Top of Supplied entries
PR #3024, opened 2018-02-24
Add `templatefile` result printer

mwjames:
This PR is made in reference to: https://www.semantic-mediawiki.org/wiki/Help:BEACON

- Adds `TemplateFileExportPrinter`  (`format=templatefile`)
- BEACON integration test based on the example 

This PR includes:
- [x] CI build passed

## Why?
SMW provides different specialized export formats (json, csv etc.) to accommodate various user needs and requirements but it is not always strategically meaningful (looking at the implementation cost, maintenance cost, expected audience etc.) to implement all sorts of export formats that the wide internet, some companies, or selected institutions do promote.  To serve those that require a custom format or want to pull data in a more exotic output form, 3.0 will provide a `format=templatefile` that enables users to define templates (incl. `introtemplate`, `outrotemplate`) and hereby its form on what needs where without burden SMW about specific export requirements.

## Example

https://sandbox.semantic-mediawiki.org/wiki/Issue/3024

### DIFF
--- a/DefaultSettings.php
+++ b/DefaultSettings.php
@@ -615,7 +615,9 @@ return array(
 	'smwgQConceptCacheLifetime' => 24 * 60,
 	##
 
-	### Predefined result formats for queries
+	##
+	# Predefined result formats for queries
+	#
 	# Array of available formats for formatting queries. Can be redefined in
 	# the settings to disallow certain formats or to register extension formats.
 	# To disable a format, do "unset($smwgResultFormats['template'])," Disabled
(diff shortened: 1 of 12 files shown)


jaideraf:
Just noting that the name `templatefile` is also a parameter for [Word format](https://www.semantic-mediawiki.org/wiki/Help:Word_format).

kghbln:
> Just noting that the name templatefile is also a parameter for Word format.

I guess this should not conflict since one is a parameter to a result format whereas the other is a result format.

Format to be documented at: https://www.semantic-mediawiki.org/wiki/Help:Templatefile_format

krabina:
https://www.semantic-mediawiki.org/wiki/Help:Templatefile_format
Bottom of Supplied entries
Retrieve every line above holding the word "Predefined".

Answer section
-	### Predefined result formats for queries
+	# Predefined result formats for queries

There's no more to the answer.